_WORK TO BE COMPLETED:_
Which of the lines below contain the string "have"? Copy each one.

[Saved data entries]
PR #35632, opened 2023-02-22
buildcache push: ensure bool arguments for include_*

haampie:
`bindist.push(...)` args were not correctly forwarded after a small API change
that should've made the arguments more explicit. Instead it caused dependencies
to be pushed too, where just the root node should've been.

### DIFF
--- a/lib/spack/spack/binary_distribution.py
+++ b/lib/spack/spack/binary_distribution.py
@@ -1332,7 +1332,7 @@ def nodes_to_be_packaged(specs, root=True, dependencies=True):
         return list(filter(packageable, nodes))
 
 
-def push(specs, push_url, include_root=True, include_dependencies=True, **kwargs):
+def push(specs, push_url, include_root: bool = True, include_dependencies: bool = True, **kwargs):
     """Create a binary package for each of the specs passed as input and push them
     to a given push URL.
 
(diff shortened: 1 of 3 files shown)


lib/spack/spack/binary_distribution.py
```diff
@@ -1345,6 +1345,10 @@ def push(specs, push_url, include_root=True, include_dependencies=True, **kwargs
         **kwargs: TODO
 
     """
+    # Be explicit about the arugment type
+    if type(include_root) != bool or type(include_dependencies) != bool:
+        raise ValueError("Expected include_root/include_dependencies to be True/False")
```
alalazo, line 1350: Curious if we would have caught this with an annotated function, using `mypy`.

haampie: It doesn't :(

scottwittenburg (approved):
Yes, this makes sense, thanks @haampie!  What a relief to have sanity restored.

lib/spack/spack/binary_distribution.py
tgamblin: is this needed at all now that we have annotations and `mypy`?  Or is this just a belt and suspenders thing after all that CI chaos?

tgamblin: One other thought: I'm pretty positive this would've been caught if we checked the whole codebase with `mypy`.  Right now we only check annotated functions. I think we should try to get to checking everything to prevent subtle stuff like this -- the codebase is large enough that it can save us a lot of pain.

Specifically: I think we should get to where we can turn on `--check-untyped-defs`

adamjstewart: This should prob use isinstance instead of type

_SOLVED PROBLEM:_
alalazo, line 1350: Curious if we would have caught this with an annotated function, using `mypy`.
Yes, this makes sense, thanks @haampie!  What a relief to have sanity restored.
tgamblin: is this needed at all now that we have annotations and `mypy`?  Or is this just a belt and suspenders thing after all that CI chaos?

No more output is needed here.